İLK DERECE MAHKEMESİ KARARI
İlk Derece Mahkemesinin 11.07.2019 tarihli ve 2019/240 Esas, 2019/414 Karar sayılı karar ile davanın yargı yolu bakımından usulden reddine karar verilmiştir.

IV.İSTİNAF
A.İstinaf Yoluna Başvuranlar
İlk Derece Mahkemesinin sayılı 11.07.2019 tarihli ve 2019/240 Esas, 2019/414 Karar sayılı kararına karşı süresi içinde davacı vekili istinaf başvurusunda bulunmuştur.

B.Gerekçe ve Sonuç
Bölge Adliye Mahkemesinin 17.12.2020 tarihli ve 2019/2437 Esas, 2020/1678 Karar sayılı kararı ile davanın esastan reddine karar verilmesi gerektiğinden bahisle yeniden esas hakkında karar verilmiştir.

V.BOZMA VE BOZMADAN SONRAKİ YARGILAMA SÜRECİ
A. Bozma Kararı
1.Bölge Adliye Mahkemesinin 17.12.2020 tarihli ve 2019/2437 Esas, 2020/1678 Karar sayılı kararına karşı süresi içinde davacı vekili temyiz isteminde bulunmuştur.

2.Dairece yapılan temyiz incelemesi sonucunda; dava konusu taşınmazın 13.09.2013 tarihinde kesinleşen 1/1000 ölçekli uygulama imar planında “lojistik ticari destek alanı ” olarak ayrıldığı ve imar planı gereğince taşınmaza fiilen el atılmadığı anlaşılmış ise de dava konusu taşınmazın uzun yıllardan beri kamu hizmetine tahsis edilmiş olması nedeniyle, fiilen el atılmamış olsa dahi mülkiyet hakkının süresi belirsiz şekilde kısıtlanması nedeniyle kamulaştırmasız el atma olgusu gerçekleşmiş olup, işin esasına girilerek karar verilmesi gerektiğinden bahisle kararın bozulmasına karar verilmiştir.

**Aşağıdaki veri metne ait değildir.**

PR #89, opened 2016-03-04
Apply configurations to all possible conf directories on Debian

oxyc:
https://github.com/geerlingguy/ansible-role-php-xdebug/pull/26#issuecomment-192050467


tasks/configure.yml
```diff
@@ -4,38 +4,44 @@
...
 
 - name: Place PHP configuration file in place.
   template:
     src: php.ini.j2
-    dest: "{{ php_conf_path }}/php.ini"
+    dest: "{{ item }}/php.ini"
     owner: root
     group: root
     mode: 0644
+  with_items:
```
geerlingguy: Since it's just one item, let's just use the shorthand:

```yaml
  with_items: "{{ php_conf_paths }}"
```

tasks/configure.yml
```diff
@@ -4,38 +4,44 @@
...
 - name: Place APC configuration file in place.
   template:
     src: apc.ini.j2
-    dest: "{{ php_extension_conf_path }}/{{ php_apc_conf_filename }}"
+    dest: "{{ item }}/{{ php_apc_conf_filename }}"
     owner: root
     group: root
     force: yes
     mode: 0644
+  with_items:
```
geerlingguy: Since it's just one item, let's just use the shorthand:

```yaml
  with_items: "{{ php_extension_conf_paths }}"
```

tasks/main.yml
```diff
@@ -13,15 +13,15 @@
     php_webserver_daemon: "{{ __php_webserver_daemon }}"
   when: php_webserver_daemon is not defined
 
-- name: Define php_conf_path.
+- name: Define php_conf_paths.
   set_fact:
-    php_conf_path: "{{ __php_conf_path }}"
-  when: php_conf_path is not defined
+    php_conf_paths: "{{ __php_conf_paths }}"
+  when: php_conf_paths is not defined
```
geerlingguy: This will probably need to be wrapped in {{}} so no DEPRECATION warning pops up.

tasks/main.yml
```diff
@@ -13,15 +13,15 @@
...
 
-- name: Define php_extension_conf_path.
+- name: Define php_extension_conf_paths.
   set_fact:
-    php_extension_conf_path: "{{ __php_extension_conf_path }}"
-  when: php_extension_conf_path is not defined
+    php_extension_conf_paths: "{{ __php_extension_conf_paths }}"
+  when: php_extension_conf_paths is not defined
```
geerlingguy: Same here with the {{}}

tasks/setup-Debian.yml
```diff
@@ -12,14 +12,18 @@
 
 - name: Delete APC configuration file if this role will provide one.
   file:
-    path: "{{ php_extension_conf_path }}/{{ php_apc_conf_filename }}"
+    path: "{{ item }}/{{ php_apc_conf_filename }}"
     state: absent
+  with_items:
```
geerlingguy: Same note as above with shorthand.

tasks/setup-Debian.yml
```diff
@@ -12,14 +12,18 @@
...
+    - "{{ php_extension_conf_paths }}"
   when: php_enable_apc and php_package_install.changed
   notify: restart webserver
 
 - name: Delete OpCache configuration file if this role will provide one.
   file:
-    path: "{{ php_extension_conf_path }}/{{ php_opcache_conf_filename }}"
+    path: "{{ item }}/{{ php_opcache_conf_filename }}"
     state: absent
+  with_items:
```
geerlingguy: Same note as above with shorthand.

vars/RedHat.yml
```diff
@@ -17,8 +17,11 @@ __php_packages:
   - php-xmlrpc
 __php_webserver_daemon: "httpd"
 
-__php_conf_path: /etc
-php_extension_conf_path: /etc/php.d
+__php_conf_paths:
```
geerlingguy: RHEL always so much simpler by default :)

tasks/main.yml
oxyc: Actually the warning is only for `with_*` and not conditionals.

vars/Debian.yml
```diff
@@ -14,10 +14,18 @@ __php_packages:
...
+__php_extension_conf_paths:
+  - /etc/php5/fpm/conf.d
+  - /etc/php5/apache2/conf.d
+  - /etc/php5/cli/conf.d
 
 __php_apc_conf_filename: 20-apcu.ini
 __php_opcache_conf_filename: 05-opcache.ini
 __php_fpm_daemon: php5-fpm
-__php_fpm_pool_conf_path: "/etc/php5/fpm/pool.d/www.conf"
+__php_fpm_conf_path: "/etc/php5/fpm"
```
oxyc: I had to add this variable because of Debain madness.

oxyc:
Hmmm:

Currently RedHat has:
```yml
__php_conf_path: /etc
__php_fpm_pool_conf_path: "/etc/php-fpm.d/www.conf"
```
But then this is in `php-fpm.conf`:
```
include={{ php_conf_path }}/fpm/pool.d/*.conf
```

oxyc:
Tests confirm that `--with-config-file-path` is mute. It's overridden anyways. The RedHat `pool.d` I still need to verify

tasks/main.yml
geerlingguy: Whoops! Misread on my part.

geerlingguy:
Looks good to me?

oxyc:
I'm not sure about the source install on RedHat. I'll run some tests to make sure

geerlingguy:
@oxyc - K, pending those results, I'll merge it in tonight or tomorrow morning. Working on a few other roles tonight.

oxyc:
Not sure I'll get it done tonight. Found some other bugs as well

oxyc:
Seems that the `/etc/php5/fpm/pool.d/www.conf` does not exist when installing from source with `--with-fpm`. Not on RedHat either. Did this use to work? I have to look into it more later

geerlingguy:
Don't have time to dig in now, but did we create that file using `template`?

oxyc:
We do not. It's available after installed from a package manager but not when installed from source.

geerlingguy:
I'm also looking into this now (a little at least) as I'm working on some [drupal-pi](https://github.com/geerlingguy/drupal-pi) improvements...

oxyc:
I had to give up. Think I need to install php 7.0 and play around properly. I think this was broken before this patch though. Currently I need a break from these crazy configs (I also read the paths have changed AGAIN for php7 on ubuntu when installed from the ppa...)

Here's a few notes from things I  attempted (still couldn't solve it though):

https://github.com/oxyc/ansible-role-php/commit/32d91a58c36e256d10654c42abb56a0dd3bcd4e3
Running [`systemctl status php-fpm.service` reported](https://travis-ci.org/geerlingguy/ansible-role-php/jobs/113733119#L1031) this path was the one included. Still same error though so maybe I'm wrong.

https://github.com/oxyc/ansible-role-php/commit/f248498f1346a1017eb3538ba4ddcfd1bccf4c25 Made sure the pool conf existed before modifying. Guess this is incorrect and we should add the file somehow.

https://github.com/oxyc/ansible-role-php/commit/5e116f15c552d88a39cad04f83dcd8aab463baae
Fixed the path to the conf files in `php-fpm.conf`. RedHat had it incorrect.

https://github.com/oxyc/ansible-role-php/commit/72873e890e30cf258a114757eb64fe9e105f3c89
I think this was broken because the variable was used in `install-from-source.yml` already.

geerlingguy:
It was definitely broken before this PR; I'm using that for testing on Debian Jessie, and it's breaking at the same spot. So I'll see if I can at least get that fixed.

I think we're safe to merge this, then fix the install-from-source issues in a separate PR, what do you think?

oxyc:
I think it's safe. There's one questionable commit that might affect php7 with fpm though 9eadfc1cdcb4f9d8a354133266dbbd7e312d391b, this change was what prompted me to test php7.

B. Bölge Adliye Mahkemesince Bozmaya Uyularak Verilen Karar
Bölge Adliye Mahkemesinin yukarıda tarih ve sayısı belirtilen kararı ile davanın taleple bağlı kalınarak kabulüne karar verilmiştir.

VI. TEMYİZ
A.Temyiz Yoluna Başvuranlar
Bölge Adliye Mahkemesinin yukarıda belirtilen kararma karşı süresi içinde davalı idare vekili temyiz isteminde bulunmuştur.

B.Temyiz Sebepleri
Davalı idare vekili temyiz dilekçesinde özetle; uygun emsal incelemesi yapılmadığını ve tespit edilen bedelin yüksek olduğunu ileri sürerek kararın bozulmasını talep etmiştir.

C.Gerekçe
1.Uyuşmazlık ve Hukuki Nitelendirme
Uyuşmazlık, kamulaştırmasız el atılan taşınmazın değerinin biçilmesi ve bedelinin tahsili hususundadır.

2.İlgili Hukuk
1.6100 sayılı Hukuk Muhakemeleri Kanunu’nun (6100 sayılı Kanun) 369 uncu maddesinin birinci fıkrası ile 370 ve 371 inci maddeleri.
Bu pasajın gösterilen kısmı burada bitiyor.